Oracle VirtualBox — VirtualBox Manager (GUI)¶
Deploy the RTA using the VirtualBox graphical manager. You import the OVA through the File menu, fix the firmware and network settings in the VM's Settings dialog, and then start the VM.
Before you start
Review the VirtualBox overview. You'll need the OVA file from your engagement lead and VirtualBox 7.x installed on your host.
1. Import the OVA¶
- Open VirtualBox Manager.
- Go to File → Import Appliance (or press
Ctrl+I/Cmd+I). - Click the folder icon and browse to
<OVA_PATH>, then click Next. - Review the appliance settings. Adjust the following before importing:
- CPU: set to 4 (minimum 2).
- RAM: set to 8192 MB (minimum 4096 MB).
- Leave all other settings at their defaults.
- Click Finish and wait for the import to complete (~40 GB).
You can change CPU and RAM after import too
If you skip the adjustment here, you can change the values later in Settings → System → Motherboard (RAM) and Settings → System → Processor (CPU), as long as the VM is powered off.
2. Enable EFI (UEFI firmware)¶
This step is mandatory — do not skip it
VirtualBox defaults every new VM to Legacy BIOS. The RTA image uses a GPT disk with an EFI System Partition and will not boot under BIOS.
- Select the newly imported VM in the VirtualBox Manager sidebar.
- Click Settings (or press
Ctrl+S/Cmd+S). - Go to System → Motherboard.
- Under Extended Features, tick Enable EFI (special OSes only).
- Click OK.
Secure Boot
Secure Boot is off by default in VirtualBox 7.x — leave it that way. The appliance bootloader is unsigned; enabling Secure Boot will prevent the VM from booting.
3. Set the network adapter to Bridged¶
- In the VM's Settings, go to Network → Adapter 1.
- Ensure Enable Network Adapter is ticked.
- In the Attached to drop-down, select Bridged Adapter.

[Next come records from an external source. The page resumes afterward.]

PR #3291, opened 2018-11-02
Some changes for CMakeLists.txt:

WallStProg:
Problem: not all options are available using CMake build
Solution: add options to CMakeLists.txt

- MacOS version requires CMake version 3.0.2 (because of policy CMP0042)
- Add option to build instrumented binaries with Address Sanitizer
- Add option to select compiler intrinsics for atomic ops
- Only build docs on request (saves build time)


bluca:
@WallStProg have you already sent a relicense grant? https://github.com/zeromq/libzmq/tree/master/RELICENSE

Issue #3263, opened 2018-09-28
zmq raise exception in I/O thread


vibk:
when we send bad data into zmq socket, I/O thread raises exception and process gets killed. 

Call stack of crash is as below

00 KERNELBASE!RaiseException+0x68
01 zmq::zmq_abort(char * errmsg_ = <Value unavailable error>)+0x21 [objdir-windows-msvc-14.0.x86_64\build\libzmq\src\err.cpp @ 89]
02 zmq::tcp_read(unsigned int64 s_ = <Value unavailable error>, void * data_ = <Value unavailable error>, unsigned int64 size_ = <Value unavailable error>)+0xa9 [objdir-windows-msvc-14.0.x86_64\build\libzmq\src\tcp.cpp @ 276]
03 zmq::stream_engine_t::in_event(void)+0x132 [objdir-windows-msvc-14.0.x86_64\build\libzmq\src\stream_engine.cpp @ 318]
04 zmq::select_t::trigger_events(class std::vector<zmq::select_t::fd_entry_t,std::allocator<zmq::select_t::fd_entry_t> > * fd_entries_ = 0x0000019d`323400c8, struct zmq::select_t::fds_set_t * local_fds_set_ = 0x0000006f`e3f9fb90, int event_count_ = 0n2)+0x74 [objdir-windows-msvc-14.0.x86_64\build\libzmq\src\select.cpp @ 122]
05 zmq::select_t::select_family_entry(struct zmq::select_t::family_entry_t * family_entry_ = 0x0000019d`323400c8, int max_fd_ = 0n0, bool use_timeout_ = <Value unavailable error>, struct timeval * tv_ = 0x0000006f`e3fffc98)+0xe9 [objdir-windows-msvc-14.0.x86_64\build\libzmq\src\select.cpp @ 404]
06 zmq::select_t::loop(void)+0x352 [objdir-windows-msvc-14.0.x86_64\build\libzmq\src\select.cpp @ 360]
07 thread_routine(void * arg_ = <Value unavailable error>)+0xd [objdir-windows-msvc-14.0.x86_64\build\libzmq\src\thread.cpp @ 47]
08 invoke_thread_procedure+0xe (Inline Function @ 00007ff7`50b99cf9) [d:\th\minkernel\crts\ucrt\src\appcrt\startup\thread.cpp @ 91]

Can anyone please help how to catch this exception ?

bluca:
What do you mean by "bad data"? Can you provide an example program to reproduce it?

[...]

PR #3297, opened 2018-11-05
Windows apparently returns `WSAENOBUFS` from `recv`

toonetown:
If the buffer size is huge, `WSAENOBUFS` appears to be returned from `recv` - this is despite the fact that it's not explicitly listed at https://support.microsoft.com/en-us/kb/201213.  See https://github.com/zeromq/libzmq/issues/3263

This PR attempts to address that issue by expecting `WSAENOBUFS` as a valid error that may be returned.


bluca:
Please follow the guidelines: https://github.com/zeromq/libzmq/blob/master/.github/PULL_REQUEST_TEMPLATE.md

bluca:
Thanks @toonetown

- In the Name drop-down, choose the host NIC that is connected to the engagement LAN (typically your wired Ethernet adapter).
- Click OK.
NAT is fine for isolated lab use
If you are running the appliance in an isolated lab with no real LAN targets, NAT is sufficient for the outbound VPN tunnel. For actual engagements where the appliance must have Layer-2 adjacency to targets, Bridged Adapter is required.
4. Start the VM¶
- Select the VM in the sidebar and click Start (the green arrow).
- The VM console window opens. The appliance is customized for your engagement, so it boots already registered and connects automatically — the console shows its live status dashboard.
Verify¶
The appliance boots pre-registered and connects to the Sophos headend over its outbound VPN tunnel — there is no activation step, and you do not normally need to log in. To confirm the VM is running and check connectivity:
- Watch the VM console window — it shows a live status and troubleshooting dashboard (network interface, VPN tunnel, connectivity health).

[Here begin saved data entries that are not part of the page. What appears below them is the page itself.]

Issue #3302, opened 2018-11-10
libzmq project doesn't have reference to C4.1


crocket:
# Issue description

It is one of the core projects of zeromq. Yet, I do not see reference to C4.1 in this project.

Did developers decide to not observe or stick to C4.1?

C4.1 is the best contribution policy that I have ever seen so far. If there is a better alternative, let me know.

bluca:
It's linked in the pr template, feel free to send a pr to mention it elsewhere too https://github.com/zeromq/libzmq/blob/master/.github/PULL_REQUEST_TEMPLATE.md

PR #3303, opened 2018-11-10
Problem: C4 process is not easily discoverable.

crocket:
Solution: Add 'Contributing' section to README.md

- If you closed the console, go to Machine → Console in VirtualBox Manager to reopen it.
Default admin user
The default admin username is swag. You can SSH into the VM from your host
if you know its IP address, but the appliance does not need any inbound
access for normal operation.
Network access¶
The appliance makes one connection to do its job: an outbound tunnel to the Sophos headend. Nothing inbound is ever required — you never open or forward any ports to the appliance.

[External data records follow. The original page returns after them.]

PR #3312, opened 2018-11-21
Android Things 1.06 with Termux changes

brubakerjeff:
Please consider the following changes to the configuration scripts. After making the changes below ( macro to check for libatomic and enhanced verification for tipc[I don't have a tipc unit to verify with but inserted the line that was causing an error on this configuration into configure.ac]) I was able to compile with termux under Android 1.06 and succesfully use test cases 

[still had to manually change configure script to use bash in this context but think that may normally be encapsulated in termux build scripts]
./configure --prefix=/data/data/com.termux/files/usr

This effort was necessitated to recompile libzmq from scratch in support of addressing this issue https://github.com/zeromq/pyzmq/issues/1240

### DIFF
--- a/configure.ac
+++ b/configure.ac
@@ -89,7 +89,6 @@ fi
 # Check whether to build a with debug symbols
 LIBZMQ_CHECK_ENABLE_DEBUG
 
-AC_CHECK_LIB([atomic],[__atomic_load_4],[LIBS="${LIBS} -latomic"]) 
 
 # Check whether to enable code coverage
 LIBZMQ_WITH_GCOV
@@ -196,7 +195,8 @@ case "${host_os}" in
         case "${host_os}" in
             *android*)
                 AC_DEFINE(ZMQ_HAVE_ANDROID, 1, [Have Android OS])
-                libzmq_on_android="yes"
+                AC_CHECK_LIB([atomic],[__atomic_load_4],[LIBS="${LIBS} -latomic"]) 
+		libzmq_on_android="yes"
             ;;
         esac
         ;;
--- a/configure.ac
+++ b/configure.ac
@@ -89,6 +89,8 @@ fi
 # Check whether to build a with debug symbols
 LIBZMQ_CHECK_ENABLE_DEBUG
 
+AC_CHECK_LIB([atomic],[__atomic_load_4],[LIBS="${LIBS} -latomic"]) 
+
 # Check whether to enable code coverage
 LIBZMQ_WITH_GCOV
 
--- a/configure.ac
+++ b/configure.ac
@@ -110,6 +110,7 @@ AC_RUN_IFELSE(
             memset(&topsrv, 0, sizeof(topsrv));
             topsrv.family = AF_TIPC;
             topsrv.addrtype = TIPC_ADDR_NAME;
+            topsrv.addr.name.domain = tipc_addr (10, 10, 10); 
             topsrv.addr.name.name.type = TIPC_TOP_SRV;
             topsrv.addr.name.name.instance = TIPC_TOP_SRV;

Allow this outbound destination
| Destination | connect.remotetesting.secureworks.com |
| IP addresses | 3.33.194.251 and 15.197.255.2 (static — these do not change) |
| Port / protocol | TCP 443, carrying OpenVPN (not HTTPS) |
| Direction | Outbound only |
Allow egress on TCP/443 to that destination from the appliance's network. On a next-generation firewall or NAC-controlled network, an L3 "allow 443" rule is often not enough — Layer-7 application control, TLS/SSL decryption, or NAC can still drop the tunnel even when the port is open. See Connectivity Troubleshooting for the exact firewall and NAC exceptions to request.
Troubleshooting¶
Deployed but something isn't right?
See Oracle VirtualBox troubleshooting for the most common issues on this platform and how to fix them.